Give every line from the entries that contains "plotName".

---- Extracted records

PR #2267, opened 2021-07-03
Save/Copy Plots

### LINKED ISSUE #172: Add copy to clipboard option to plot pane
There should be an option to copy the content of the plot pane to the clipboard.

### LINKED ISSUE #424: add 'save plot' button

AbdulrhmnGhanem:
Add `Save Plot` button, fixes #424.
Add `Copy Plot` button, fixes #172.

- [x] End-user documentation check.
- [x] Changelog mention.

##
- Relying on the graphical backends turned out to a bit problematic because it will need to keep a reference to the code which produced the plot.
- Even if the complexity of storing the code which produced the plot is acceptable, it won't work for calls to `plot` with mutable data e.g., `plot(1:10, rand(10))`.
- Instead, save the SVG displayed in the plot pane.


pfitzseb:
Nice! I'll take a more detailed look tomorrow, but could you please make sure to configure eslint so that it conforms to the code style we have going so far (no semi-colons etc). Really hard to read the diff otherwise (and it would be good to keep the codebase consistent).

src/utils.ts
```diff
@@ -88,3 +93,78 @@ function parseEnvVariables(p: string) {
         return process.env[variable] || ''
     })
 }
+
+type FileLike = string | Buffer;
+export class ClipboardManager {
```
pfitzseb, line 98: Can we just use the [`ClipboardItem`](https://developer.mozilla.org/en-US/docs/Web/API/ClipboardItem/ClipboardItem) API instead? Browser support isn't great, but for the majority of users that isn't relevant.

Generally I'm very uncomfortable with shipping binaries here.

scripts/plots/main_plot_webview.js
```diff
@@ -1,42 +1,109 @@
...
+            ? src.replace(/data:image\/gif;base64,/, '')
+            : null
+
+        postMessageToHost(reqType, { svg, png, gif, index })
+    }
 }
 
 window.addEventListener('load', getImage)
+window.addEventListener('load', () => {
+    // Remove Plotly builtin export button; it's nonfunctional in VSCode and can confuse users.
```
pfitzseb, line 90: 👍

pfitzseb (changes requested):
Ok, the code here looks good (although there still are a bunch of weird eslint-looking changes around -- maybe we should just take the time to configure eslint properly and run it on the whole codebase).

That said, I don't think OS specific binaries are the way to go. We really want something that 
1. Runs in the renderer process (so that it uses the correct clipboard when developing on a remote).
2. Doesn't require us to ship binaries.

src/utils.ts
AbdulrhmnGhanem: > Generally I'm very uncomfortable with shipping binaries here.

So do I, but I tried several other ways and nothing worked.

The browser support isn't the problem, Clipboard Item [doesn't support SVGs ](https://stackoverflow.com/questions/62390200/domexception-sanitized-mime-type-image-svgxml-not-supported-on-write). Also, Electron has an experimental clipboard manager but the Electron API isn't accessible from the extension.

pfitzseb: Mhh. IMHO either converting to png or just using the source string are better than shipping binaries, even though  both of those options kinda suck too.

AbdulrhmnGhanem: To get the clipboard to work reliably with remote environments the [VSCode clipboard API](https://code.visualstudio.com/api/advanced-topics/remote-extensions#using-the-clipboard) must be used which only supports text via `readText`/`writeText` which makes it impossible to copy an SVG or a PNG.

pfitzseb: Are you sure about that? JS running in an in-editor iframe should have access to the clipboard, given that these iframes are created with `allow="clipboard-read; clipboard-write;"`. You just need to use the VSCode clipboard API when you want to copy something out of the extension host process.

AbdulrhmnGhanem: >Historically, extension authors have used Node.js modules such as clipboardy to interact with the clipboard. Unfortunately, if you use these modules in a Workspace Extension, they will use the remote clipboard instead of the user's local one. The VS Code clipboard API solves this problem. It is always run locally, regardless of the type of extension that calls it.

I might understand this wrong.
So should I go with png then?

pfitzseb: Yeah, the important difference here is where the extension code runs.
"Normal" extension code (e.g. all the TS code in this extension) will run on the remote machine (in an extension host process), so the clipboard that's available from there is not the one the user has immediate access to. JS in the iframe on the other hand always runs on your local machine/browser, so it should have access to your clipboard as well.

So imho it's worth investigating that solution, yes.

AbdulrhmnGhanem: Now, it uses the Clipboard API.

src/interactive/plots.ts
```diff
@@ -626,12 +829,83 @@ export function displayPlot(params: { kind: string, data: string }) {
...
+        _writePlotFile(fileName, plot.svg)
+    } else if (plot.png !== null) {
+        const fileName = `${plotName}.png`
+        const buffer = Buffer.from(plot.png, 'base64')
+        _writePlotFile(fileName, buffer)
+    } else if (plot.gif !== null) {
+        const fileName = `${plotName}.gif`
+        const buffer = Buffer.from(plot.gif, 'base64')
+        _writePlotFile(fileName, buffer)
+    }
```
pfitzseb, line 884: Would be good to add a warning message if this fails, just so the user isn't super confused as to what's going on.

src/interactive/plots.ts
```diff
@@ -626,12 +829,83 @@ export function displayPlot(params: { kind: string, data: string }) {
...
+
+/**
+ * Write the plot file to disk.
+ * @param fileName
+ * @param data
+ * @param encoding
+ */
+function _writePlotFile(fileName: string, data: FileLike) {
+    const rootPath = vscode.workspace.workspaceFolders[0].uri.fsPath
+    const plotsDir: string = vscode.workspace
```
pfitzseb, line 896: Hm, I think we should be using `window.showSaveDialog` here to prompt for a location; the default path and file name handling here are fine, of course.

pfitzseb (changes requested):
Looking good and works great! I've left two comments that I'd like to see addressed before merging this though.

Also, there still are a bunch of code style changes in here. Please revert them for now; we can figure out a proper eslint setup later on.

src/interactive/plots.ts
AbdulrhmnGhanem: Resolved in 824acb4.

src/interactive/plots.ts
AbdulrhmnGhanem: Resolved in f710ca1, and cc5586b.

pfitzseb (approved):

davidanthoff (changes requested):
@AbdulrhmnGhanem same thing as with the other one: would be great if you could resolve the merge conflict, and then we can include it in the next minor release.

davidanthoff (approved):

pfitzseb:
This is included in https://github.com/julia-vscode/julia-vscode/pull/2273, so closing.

--------
---- Extracted records

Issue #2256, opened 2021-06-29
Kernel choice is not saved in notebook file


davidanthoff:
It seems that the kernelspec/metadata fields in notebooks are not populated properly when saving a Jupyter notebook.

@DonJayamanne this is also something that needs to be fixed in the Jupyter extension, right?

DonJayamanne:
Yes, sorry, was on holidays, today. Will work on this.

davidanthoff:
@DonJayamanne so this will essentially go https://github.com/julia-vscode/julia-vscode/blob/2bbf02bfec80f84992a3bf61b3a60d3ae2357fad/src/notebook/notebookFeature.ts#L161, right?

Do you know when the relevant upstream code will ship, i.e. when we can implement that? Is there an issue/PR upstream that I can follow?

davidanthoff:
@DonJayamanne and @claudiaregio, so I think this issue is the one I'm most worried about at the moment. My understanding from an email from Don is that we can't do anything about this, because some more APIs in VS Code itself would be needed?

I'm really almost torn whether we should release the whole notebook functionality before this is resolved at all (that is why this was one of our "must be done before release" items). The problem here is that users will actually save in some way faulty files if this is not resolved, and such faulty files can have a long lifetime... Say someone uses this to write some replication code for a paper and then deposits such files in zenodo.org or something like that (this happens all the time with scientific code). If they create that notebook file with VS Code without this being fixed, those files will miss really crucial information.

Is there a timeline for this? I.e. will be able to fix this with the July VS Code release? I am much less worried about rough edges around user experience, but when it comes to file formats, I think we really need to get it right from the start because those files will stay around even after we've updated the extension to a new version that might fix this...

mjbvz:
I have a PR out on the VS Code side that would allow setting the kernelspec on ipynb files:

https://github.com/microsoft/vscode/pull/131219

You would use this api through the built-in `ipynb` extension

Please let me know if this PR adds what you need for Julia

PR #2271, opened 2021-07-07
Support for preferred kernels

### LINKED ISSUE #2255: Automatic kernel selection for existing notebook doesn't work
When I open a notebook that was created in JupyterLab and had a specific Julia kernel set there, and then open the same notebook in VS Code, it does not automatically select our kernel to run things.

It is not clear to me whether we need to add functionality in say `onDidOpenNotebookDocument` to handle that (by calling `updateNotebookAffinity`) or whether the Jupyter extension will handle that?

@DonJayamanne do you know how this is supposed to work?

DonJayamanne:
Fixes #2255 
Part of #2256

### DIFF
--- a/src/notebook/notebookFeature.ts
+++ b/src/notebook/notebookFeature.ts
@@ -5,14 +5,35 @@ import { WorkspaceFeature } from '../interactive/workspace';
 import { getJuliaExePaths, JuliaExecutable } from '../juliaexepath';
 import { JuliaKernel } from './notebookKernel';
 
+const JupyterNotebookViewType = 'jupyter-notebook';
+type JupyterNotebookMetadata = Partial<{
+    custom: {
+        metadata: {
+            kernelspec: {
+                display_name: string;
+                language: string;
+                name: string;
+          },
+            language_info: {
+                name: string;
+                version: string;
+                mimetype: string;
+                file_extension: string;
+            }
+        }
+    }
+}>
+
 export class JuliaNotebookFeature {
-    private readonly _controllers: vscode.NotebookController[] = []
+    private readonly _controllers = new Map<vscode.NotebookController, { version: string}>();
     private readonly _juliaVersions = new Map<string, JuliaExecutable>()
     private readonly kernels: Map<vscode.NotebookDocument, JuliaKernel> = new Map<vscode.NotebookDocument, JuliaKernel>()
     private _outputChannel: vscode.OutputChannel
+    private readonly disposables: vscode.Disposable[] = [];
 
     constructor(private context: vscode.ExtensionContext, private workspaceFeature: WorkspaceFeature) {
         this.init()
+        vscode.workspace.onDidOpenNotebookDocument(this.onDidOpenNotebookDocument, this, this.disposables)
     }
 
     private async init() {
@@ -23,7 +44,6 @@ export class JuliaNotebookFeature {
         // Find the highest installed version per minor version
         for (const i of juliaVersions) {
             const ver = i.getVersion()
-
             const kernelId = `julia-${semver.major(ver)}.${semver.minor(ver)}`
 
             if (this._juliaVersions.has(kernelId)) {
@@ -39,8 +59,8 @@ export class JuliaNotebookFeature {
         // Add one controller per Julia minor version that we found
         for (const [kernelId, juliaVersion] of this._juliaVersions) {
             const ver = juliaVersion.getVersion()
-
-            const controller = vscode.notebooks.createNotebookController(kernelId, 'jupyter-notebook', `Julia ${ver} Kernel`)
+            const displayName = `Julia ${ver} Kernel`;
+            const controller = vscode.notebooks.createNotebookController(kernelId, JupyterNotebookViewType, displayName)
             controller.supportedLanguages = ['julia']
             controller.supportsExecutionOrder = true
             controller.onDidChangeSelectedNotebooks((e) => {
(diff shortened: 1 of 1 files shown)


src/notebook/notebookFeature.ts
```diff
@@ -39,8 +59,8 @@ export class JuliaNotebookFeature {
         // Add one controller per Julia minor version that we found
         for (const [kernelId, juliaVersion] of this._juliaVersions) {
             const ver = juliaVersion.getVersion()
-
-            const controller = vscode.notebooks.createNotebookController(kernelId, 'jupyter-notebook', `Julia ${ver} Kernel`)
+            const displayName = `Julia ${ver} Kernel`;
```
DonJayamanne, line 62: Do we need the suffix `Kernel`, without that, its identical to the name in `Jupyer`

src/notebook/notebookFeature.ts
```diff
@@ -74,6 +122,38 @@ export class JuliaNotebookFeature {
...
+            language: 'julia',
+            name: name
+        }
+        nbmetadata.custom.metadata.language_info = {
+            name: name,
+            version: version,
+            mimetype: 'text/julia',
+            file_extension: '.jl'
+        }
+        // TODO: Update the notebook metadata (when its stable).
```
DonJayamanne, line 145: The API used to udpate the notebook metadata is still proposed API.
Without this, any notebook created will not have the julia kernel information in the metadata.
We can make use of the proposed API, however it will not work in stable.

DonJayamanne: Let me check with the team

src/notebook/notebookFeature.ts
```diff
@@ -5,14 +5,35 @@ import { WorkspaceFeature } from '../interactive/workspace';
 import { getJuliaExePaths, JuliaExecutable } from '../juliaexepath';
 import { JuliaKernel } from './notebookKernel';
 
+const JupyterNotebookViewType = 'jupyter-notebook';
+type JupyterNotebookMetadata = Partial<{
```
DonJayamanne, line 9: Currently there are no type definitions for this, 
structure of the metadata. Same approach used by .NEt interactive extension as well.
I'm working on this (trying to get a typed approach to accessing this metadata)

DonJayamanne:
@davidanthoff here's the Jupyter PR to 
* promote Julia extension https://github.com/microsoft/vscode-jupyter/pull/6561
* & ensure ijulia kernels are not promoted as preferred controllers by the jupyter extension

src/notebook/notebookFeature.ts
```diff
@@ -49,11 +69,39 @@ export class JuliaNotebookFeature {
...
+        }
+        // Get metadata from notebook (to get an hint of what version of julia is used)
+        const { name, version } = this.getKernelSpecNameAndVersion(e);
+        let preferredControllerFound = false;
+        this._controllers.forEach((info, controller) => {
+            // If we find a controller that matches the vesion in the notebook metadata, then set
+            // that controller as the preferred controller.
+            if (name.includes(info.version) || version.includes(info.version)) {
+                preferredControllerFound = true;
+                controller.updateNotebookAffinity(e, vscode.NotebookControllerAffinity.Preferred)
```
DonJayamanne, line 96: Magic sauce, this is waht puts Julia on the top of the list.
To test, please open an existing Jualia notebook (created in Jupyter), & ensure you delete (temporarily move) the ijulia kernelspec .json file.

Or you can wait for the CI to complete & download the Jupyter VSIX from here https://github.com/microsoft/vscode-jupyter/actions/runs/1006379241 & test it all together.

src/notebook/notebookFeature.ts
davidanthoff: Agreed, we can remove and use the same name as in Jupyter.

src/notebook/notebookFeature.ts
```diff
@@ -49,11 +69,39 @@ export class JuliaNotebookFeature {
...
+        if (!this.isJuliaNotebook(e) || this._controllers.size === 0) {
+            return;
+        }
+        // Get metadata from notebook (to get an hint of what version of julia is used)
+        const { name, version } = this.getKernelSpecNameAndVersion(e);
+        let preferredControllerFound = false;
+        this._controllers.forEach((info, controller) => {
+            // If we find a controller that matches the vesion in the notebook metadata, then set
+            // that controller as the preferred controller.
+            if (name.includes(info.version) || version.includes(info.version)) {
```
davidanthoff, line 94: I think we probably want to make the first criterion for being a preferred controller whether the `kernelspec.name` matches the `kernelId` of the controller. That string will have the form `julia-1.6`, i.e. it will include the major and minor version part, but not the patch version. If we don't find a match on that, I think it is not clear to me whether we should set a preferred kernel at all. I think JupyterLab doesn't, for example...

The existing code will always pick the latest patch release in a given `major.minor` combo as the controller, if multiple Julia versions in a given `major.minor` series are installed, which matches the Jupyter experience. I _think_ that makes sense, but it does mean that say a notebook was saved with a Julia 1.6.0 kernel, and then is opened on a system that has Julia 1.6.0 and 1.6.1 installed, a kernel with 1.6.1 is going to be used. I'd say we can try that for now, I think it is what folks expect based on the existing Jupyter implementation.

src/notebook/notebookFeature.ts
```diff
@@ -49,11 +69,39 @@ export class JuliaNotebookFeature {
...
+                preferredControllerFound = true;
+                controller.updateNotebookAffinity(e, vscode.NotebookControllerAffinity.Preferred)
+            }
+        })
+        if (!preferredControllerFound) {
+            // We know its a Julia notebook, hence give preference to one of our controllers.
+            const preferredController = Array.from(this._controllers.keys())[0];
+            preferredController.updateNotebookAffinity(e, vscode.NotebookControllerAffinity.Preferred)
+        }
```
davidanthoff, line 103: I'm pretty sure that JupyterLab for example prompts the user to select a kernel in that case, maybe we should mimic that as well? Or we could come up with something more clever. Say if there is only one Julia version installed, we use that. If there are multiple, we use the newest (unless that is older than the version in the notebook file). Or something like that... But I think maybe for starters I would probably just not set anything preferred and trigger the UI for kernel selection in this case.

--------

● **Answer space**
+        const fileName = `${plotName}.png`
+        const fileName = `${plotName}.gif`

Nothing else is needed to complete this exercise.